**Instructions for the task**
Please filter the entries and return only the lines that include "user".

--- Provided data Enclosed Below ---

PR #892, opened 2022-09-08
feat(StatusMessage): add support for `messageAttachments`

PascalPrecht:
Prior to this commit, a `StatusMessage` can hold only a single `messageImage`.

There will be scenarios where messages can have multiple attachments. This is the case when importing messages from discord. Hence, this commit introduces a new `messageAttachments` property which is a whitespace separated list of attachment URLs (very analogous to the already existing `linkUrls` property).

For now, we can safely assume these URLs will resolve to image content. In future versions however, we might want to support additional content types to handle any byte stream.
We will then change `messageAttachments` from `string` to a list model that holds `attachment`s where we also have access to its `contentType`. This will allow us to decide at runtime which component should be used to view/play the attachment.

### Checklist

- [ ] update sandbox app

### DIFF
--- a/src/StatusQ/Components/StatusMessage.qml
+++ b/src/StatusQ/Components/StatusMessage.qml
@@ -37,6 +37,7 @@ Rectangle {
     property string errorLoadingImageText: ""
     property string audioMessageInfoText: ""
     property string pinnedMsgInfoText: ""
+    property string messageAttachments: ""
     property var reactionIcons: [
         Emoji.iconSource("❤"),
         Emoji.iconSource("👍"),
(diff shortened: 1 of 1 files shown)


src/StatusQ/Components/StatusMessage.qml
```diff
@@ -37,6 +37,7 @@ Rectangle {
     property string errorLoadingImageText: ""
     property string audioMessageInfoText: ""
     property string pinnedMsgInfoText: ""
+    property string messageAttachments: ""
```
caybro, line 40: Any reason why this is not an array? (I assume it's because NIM doesn't support array-like Qt properties? :/

caybro (approved):
I guess this will work for now; however I'd prefer a regular QAIM model where you could generate and specify additional "metadata", like MIME type or preview image

src/StatusQ/Components/StatusMessage.qml
PascalPrecht: Correcto

PR #904, opened 2022-09-14
feat(StatusPinInput): additional spacing for every N-th digit

saledjenic:
Two new props exposed so we can sed an extra spacing for every N-th item.
- `additionalSpacingOnEveryNItems` - determines for which item to add an extra space
- `additionalSpacing` - determines the value of extra space which will be added

### DIFF
--- a/sandbox/pages/StatusPinInputPage.qml
+++ b/sandbox/pages/StatusPinInputPage.qml
@@ -72,4 +72,73 @@ Column {
         text: "Introduced PIN: " + regexPinInput.pinInput
         font.pixelSize: 12
     }
+
+    // PUK input that accepts only numbers
+    StatusBaseText {
+        topPadding: 100
+        anchors.horizontalCenter: parent.horizontalCenter
+        color: Theme.palette.directColor1
+        text: "Enter Keycard PUK"
+        font.pixelSize: 30
+        font.bold: true
+    }
+
+    StatusPinInput {
+        id: numbersPukInput
+        anchors.horizontalCenter: parent.horizontalCenter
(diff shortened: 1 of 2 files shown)


src/StatusQ/Controls/StatusPinInput.qml
```diff
@@ -151,8 +165,8 @@ Item {
         }
     }
 
-    width: (root.circleDiameter + root.circleSpacing) * root.pinLen - root.circleSpacing
-    height: root.circleDiameter
+    width: childrenRect.width
+    height: childrenRect.height
```
osmaczko, line 169:
```suggestion
    implicitWidth: childrenRect.width
    implicitHeight: childrenRect.height
```

osmaczko (approved):

sandbox/pages/StatusPinInputPage.qml
```diff
@@ -72,4 +72,73 @@ Column {
...
+        id: numbersPukInput
+        anchors.horizontalCenter: parent.horizontalCenter
+        validator: StatusRegularExpressionValidator { regularExpression: /[0-9]+/ }
+        pinLen: 12
+    }
+
+    StatusBaseText {
+        anchors.horizontalCenter: parent.horizontalCenter
+        color: Theme.palette.dangerColor1
+        text: "Only numbers allowed"
```
stefandunca, line 96: Won't this and the below user facing text need translations?

stefandunca (approved):

sandbox/pages/StatusPinInputPage.qml
stefandunca: Ok, it makes sense. Still I personally use qstr to label user-facing strings vs. internal debugging.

--- End of Enclosed Provided data ---

**Expected answer**
stefandunca, line 96: Won't this and the below user facing text need translations?
stefandunca: Ok, it makes sense. Still I personally use qstr to label user-facing strings vs. internal debugging.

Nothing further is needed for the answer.